(Material provided Opens)

PR #4507, opened 2025-05-27
Add handling of expiration contention to SQLite backend

### LINKED ISSUE #4482: Handle contention between storage backends running expiration
This is a tracking issue for the discussion at https://github.com/zeek/zeek/discussions/4374 so it can be added to the 8.0 board.

timwoj:
This adds handling of contention between individual Zeek processes when running expiration on an SQLite storage backend. It does this by creating an additional table storing expiration timestamps and checking/updating them during an expiration call. This happens under a transaction to prevent contention, allowing one process to lock out the others.

Fixes #4482 

RE: #4482, I decided that there wasn't anything to do for Redis in this space. Pcap mode effectively means it's a single process, and clusters should be using an actual server which means they're also using the built-in expiration from the server.


src/storage/backend/sqlite/SQLite.cc
```diff
@@ -279,36 +313,113 @@ OperationResult SQLite::DoErase(ResultCallback* cb, ValPtr key) {
...
+    status = SQLITE_BUSY;
+    while ( status == SQLITE_BUSY ) {
+        status = sqlite3_exec(db, "begin exclusive transaction", nullptr, nullptr, &errMsg);
+        if ( status == SQLITE_OK )
+            break;
+        else if ( status == SQLITE_BUSY )
+            // I honestly don't know if we need to wait here. This should fall under the
+            // 'busy_timeout' pragma timeout, which means that we've already waited for
+            // some amount of time before even getting here.
+            std::this_thread::sleep_for(5ms);
```
timwoj, line 346: I don't know if this even needs to wait and try again at all. If another process is holding the transaction, it means they're handling expiration already. It might be fine for the other processes to just return here.

src/storage/backend/sqlite/SQLite.cc
```diff
@@ -120,29 +127,62 @@ OperationResult SQLite::DoOpen(OpenResultCallback* cb, RecordValPtr options) {
...
          util::fmt("select value_str from %s where key_str=?", table_name.c_str()),
          util::fmt("delete from %s where key_str=?", table_name.c_str()),
          util::fmt("delete from %s where expire_time > 0 and expire_time != 0 and expire_time <= ?",
-                   table_name.c_str())};
+                   table_name.c_str()),
+         util::fmt("select last_run from zeek_expire_ctrl where ukey = '%s'", table_name.c_str()),
+         util::fmt("update zeek_expire_ctrl set last_run = ? where ukey = '%s'", table_name.c_str())};
 
-    std::array<unique_stmt_ptr, 5> stmt_ptrs;
+    std::array<unique_stmt_ptr, 7> stmt_ptrs;
```
awelzel: Does this work here?

```suggestion
    std::array<unique_stmt_ptr, statements.size()> stmt_ptrs;
```

src/storage/backend/sqlite/SQLite.cc
```diff
@@ -208,42 +253,38 @@ OperationResult SQLite::DoPut(ResultCallback* cb, ValPtr key, ValPtr value, bool
     if ( ! key_data )
         return {ReturnCode::SERIALIZATION_FAILED, "Failed to serialize key"};
 
-    sqlite3_stmt* stmt;
+    unique_stmt_ptr stmt;
     if ( ! overwrite )
-        stmt = put_stmt.get();
+        stmt = unique_stmt_ptr(put_stmt.get(), sqlite3_reset);
```
awelzel, line 294: I like the technique. "unique_ptr" to me quickly is free/delete. Would it be clearer to have the type be aliased as `auto_reset_stmt_ptr` or something?

src/storage/backend/sqlite/SQLite.cc
```diff
@@ -290,18 +328,98 @@ OperationResult SQLite::DoErase(ResultCallback* cb, ValPtr key) {
...
 void SQLite::DoExpire(double current_network_time) {
-    auto stmt = unique_stmt_ptr(expire_stmt.get(), sqlite3_reset);
+    int status;
+    char* errMsg = nullptr;
+    unique_stmt_ptr stmt;
+
+    // Begin an exclusive transaction here to lock the database for this one process. That
+    // will ensure there isn't a TOCTOU bug in the time check below.
+    status = SQLITE_BUSY;
+    while ( status == SQLITE_BUSY ) {
```
awelzel: This runs every 15 seconds on every node in a cluster? Is it even worth retrying here. Also relates to your busy_timeout comment below. Seems okay to just return with busy if it actually happens.

src/storage/backend/sqlite/SQLite.cc
```diff
@@ -290,18 +328,98 @@ OperationResult SQLite::DoErase(ResultCallback* cb, ValPtr key) {
...
+        status = sqlite3_exec(db, "begin exclusive transaction", nullptr, nullptr, &errMsg);
```
awelzel: Could this be "immediate"?

> EXCLUSIVE is similar to IMMEDIATE in that a write transaction is started immediately. EXCLUSIVE and IMMEDIATE are the same in [WAL mode](https://www.sqlite.org/wal.html), but in other journaling modes, EXCLUSIVE prevents other database connections from reading the database while the transaction is underway.

Seems okay to allow readers regardless of WAL mode or not (I guess we use that as default, so :man_shrugging: ). Most likely most of the time all entries in the table will not have expired, so there's no real reason to prevent concurrent readers.

src/storage/backend/sqlite/SQLite.cc
```diff
@@ -290,18 +328,98 @@ OperationResult SQLite::DoErase(ResultCallback* cb, ValPtr key) {
...
+                        current_network_time - last_run, zeek::BifConst::Storage::expire_interval);
+
+                if ( current_network_time > 0 &&
+                     (current_network_time - last_run) < zeek::BifConst::Storage::expire_interval ) {
+                    sqlite3_exec(db, "rollback TRANSACTION", nullptr, nullptr, &errMsg);
+                    return;
+                }
+            }
+            else if ( status == SQLITE_BUSY )
+                // I honestly don't know if we need to wait here. This should fall under
```
awelzel: Can this even happen? Didn't this process just start a transaction?

src/storage/backend/sqlite/SQLite.cc
```diff
@@ -290,18 +328,98 @@ OperationResult SQLite::DoErase(ResultCallback* cb, ValPtr key) {
...
+        status = sqlite3_exec(db, "begin exclusive transaction", nullptr, nullptr, &errMsg);
+        if ( status == SQLITE_OK )
+            break;
+        else if ( status == SQLITE_BUSY )
+            // I honestly don't know if we need to wait here. This should fall under the
+            // 'busy_timeout' pragma timeout, which means that we've already waited for
+            // some amount of time before even getting here.
+            std::this_thread::sleep_for(5ms);
+        else if ( status != SQLITE_BUSY )
+            return;
```
awelzel, line 390: That error is probably interesting? How about logging it? Also think a plain `else {`  is sufficient here.

src/storage/backend/sqlite/SQLite.cc
awelzel: Hmm, also, this `db` here is the same `db` that's used by Zeek's main thread, correct? Given this runs in a separate thread, is it actually safe to use `db` here?

> Multi-thread. In this mode, SQLite can be safely used by multiple threads provided that no single [database connection](https://www.sqlite.org/c3ref/sqlite3.html) nor any object derived from database connection, such as a [prepared statement](https://www.sqlite.org/c3ref/stmt.html), is used in two or more threads at the same time.

https://www.sqlite.org/threadsafe.html

I wonder if we need a separate connection here.

src/storage/backend/sqlite/SQLite.cc
```diff
@@ -290,18 +328,98 @@ OperationResult SQLite::DoErase(ResultCallback* cb, ValPtr key) {
...
+        }
+
+        status = sqlite3_step(stmt.get());
+        if ( status != SQLITE_ROW && status != SQLITE_DONE ) {
+            std::string err = util::fmt("Error updating expiration control time: %s", errMsg);
+            DBG_LOG(DBG_STORAGE, "%s", err.c_str());
+            Error(err.c_str());
+
+            sqlite3_exec(db, "rollback transaction", nullptr, nullptr, &errMsg);
```
awelzel: Would the rollback make sense in some "Deferred" construct that does it in the destructor automatically and possibly commit if it's marked specially at the end?

I had used something poor-man in ZeroMQ:

https://github.com/zeek/zeek/blob/31f51f7a871ea6ceaa770a8b0c9c8c02ec2c497d/src/cluster/backend/zeromq/ZeroMQ.cc#L570-L578

Maybe the C++ gurus can decide if something like that makes sense in util.h down the road :-)

src/storage/backend/sqlite/SQLite.cc
```diff
@@ -290,18 +328,98 @@ OperationResult SQLite::DoErase(ResultCallback* cb, ValPtr key) {
...
+            // I honestly don't know if we need to wait here. This should fall under the
+            // 'busy_timeout' pragma timeout, which means that we've already waited for
+            // some amount of time before even getting here.
+            std::this_thread::sleep_for(5ms);
+        else if ( status != SQLITE_BUSY )
+            return;
+    }
+
+    // We don't need to check for contention if we're running under a single process.
+    if ( is_cluster ) {
```
awelzel: Does it hurt if we do anyhow? I'd rather cover this code even when running single-process and it's potential interesting debugging information, too.

src/storage/backend/sqlite/SQLite.cc
```diff
@@ -120,29 +127,56 @@ OperationResult SQLite::DoOpen(OpenResultCallback* cb, RecordValPtr options) {
...
+        std::string err = util::fmt("Error executing table creation statement: (%d) %s", res, errorMsg);
+        Error(err.c_str());
+        sqlite3_free(errorMsg);
+        Close(nullptr);
+        return {ReturnCode::INITIALIZATION_FAILED, std::move(err)};
+    }
+
+    // Create a table for controlling expiration contention. The ukey column here ensures that only
+    // one row exists for this backend's table.
+    cmd = util::fmt("create table if not exists zeek_expire_ctrl (ukey primary key, last_run double);");
```
awelzel: Maybe `zeek_expire_runs` rather than `ctrl` ? And maybe even `zeek_storage_expire_runs` for some more collision prevention with user tables.

src/storage/backend/sqlite/SQLite.cc
```diff
@@ -77,6 +79,11 @@ OperationResult SQLite::DoOpen(OpenResultCallback* cb, RecordValPtr options) {
     sqlite3_enable_shared_cache(1);
 #endif
 
+    // Store whether we're in a cluster. Knowing this means we can simplify other parts of the code.
+    auto local_node_name = id::find_val("Cluster::node")->AsStringVal();
+    if ( local_node_name->Len() > 0 )
+        is_cluster = true;
```
awelzel: If we don't need this one, that'd be great - see other comment about `is_cluster`.

awelzel (commented):
Hey - lots of small comments about various things. Mostly about cluster vs non-cluster, but also thread safety.

Keeping the expiration time in some table seems okay, but I'm also wondering if there'd actually be an issue if all nodes in a cluster just try to do the expiration. With an index on the expiration time, it should be cheap to figure out if anything even needs to be expired. Nodes already read the meta table in the database with the proposed approach. More, the proposal requires a write to a table even if nothing had to be expired. With otherwise zero activity, a rotating disk might need to spin-up every 15 seconds to flush the writes to disk, meaning poor battery life :-)

src/storage/backend/sqlite/SQLite.cc
timwoj: Huh, I didn't think that would actually work. I thought it had to be a constant value at compilation time. Obviously `statements.size()` would be constant since it's also a `std::array`, but I'm surprised the compiler sees it that way.

src/storage/backend/sqlite/SQLite.cc
timwoj: It's also used for the `sqlite_finalize` versions, so `auto_reset` wouldn't match.

src/storage/backend/sqlite/SQLite.cc
timwoj: That's kind of where I was leaning as well. One of the nodes is going to open the transaction, the others are going to be flagged as busy, and they can just bail out.

src/storage/backend/sqlite/SQLite.cc
timwoj: No harm in always doing it. Saves having to lookup the cluster state too (though it'd be good to have a utility method in `cluster::manager` that does that too).

src/storage/backend/sqlite/SQLite.cc
timwoj: > Maybe the C++ gurus can decide if something like that makes sense in util.h down the road

Done :)

I left the commit as a separate call.

src/storage/backend/sqlite/SQLite.cc
timwoj: I opted for `expiry` instead of `expire` and fixed other naming to match.

src/storage/backend/sqlite/SQLite.cc
awelzel: Fair. Resolving, I think it's okay to grok when working on the code in earnest.

src/util.h
```diff
@@ -662,5 +662,17 @@ inline std::vector<std::wstring_view> split(const wchar_t* s, const wchar_t* del
...
+/**
+ * Helper class that runs a function at destruction.
+ */
+class Deferred {
+public:
+    Deferred(std::function<void()> deferred) : closer(std::move(deferred)) {}
+    ~Deferred() { closer(); }
+
+private:
+    std::function<void()> closer;
```
awelzel: Ah, nit, sorry, "closer" I think comes from the "socket closer function" in ZeroMQ, maybe call that member `deferred`, too?

src/storage/backend/sqlite/SQLite.cc
```diff
@@ -279,36 +314,109 @@ OperationResult SQLite::DoErase(ResultCallback* cb, ValPtr key) {
...
+
+            if ( current_network_time > 0 &&
+                 (current_network_time - last_run) < zeek::BifConst::Storage::expire_interval )
+                return;
+        }
+        else
+            return;
+    }
+
+    // Update the expiration control key
```
awelzel, line 434: Still not sure if we should really do this regularly. My comment about a disk spinning up was very tongue-in-cheek, but I do think it is worth considering completely idle systems (QA appliances, non-connected production appliances or standby-systems, virtual machines, maybe idle Windows systems with Zeek embedded, ...). It is quite unfortunate that having an SQLite backend open would mean a database on disk is written to every 15 seconds.

Not stubborn, but it is important enough to me to mention it one more time :-) Feel free to resolve, obviously.

awelzel (approved):

src/util.h
timwoj: Yeah, I just copied and pasted it as a whole 😛

src/storage/backend/sqlite/SQLite.cc
timwoj: Maybe make it check to see if there's anything to expire before updating? Create the transaction, check the number that need expiring, then do the rest if there's things to expire?

src/storage/backend/sqlite/SQLite.cc
timwoj: We open the connection with SQLITE_OPEN_FULLMUTEX, so it should be safe in multi-threaded contexts:

> [SQLITE_OPEN_FULLMUTEX](https://www.sqlite.org/c3ref/c_open_autoproxy.html)
>    The new database connection will use the "serialized" [threading mode](https://www.sqlite.org/threadsafe.html). This means the multiple threads can safely attempt to use the same database connection at the same time. (Mutexes will block any actual concurrency, but in this mode there is no harm in trying.)

It's possible that [SQLITE_OPEN_NOMUTEX](https://www.sqlite.org/c3ref/c_open_autoproxy.html) is faster. We use that version for all of the other sqlite connections in Zeek.

timwoj: I swapped it over to `NOMUTEX` with a second connection and it seems fine locally.

awelzel: > We open the connection with SQLITE_OPEN_FULLMUTEX, so it should be safe in multi-threaded contexts:

Ah, sorry, I missed that. Either would've worked for me :-)

awelzel (dismissed):

awelzel (approved):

(Material provided Closes)

Your answer should be a single number: the count of lines in the listing that hold the word "where".

6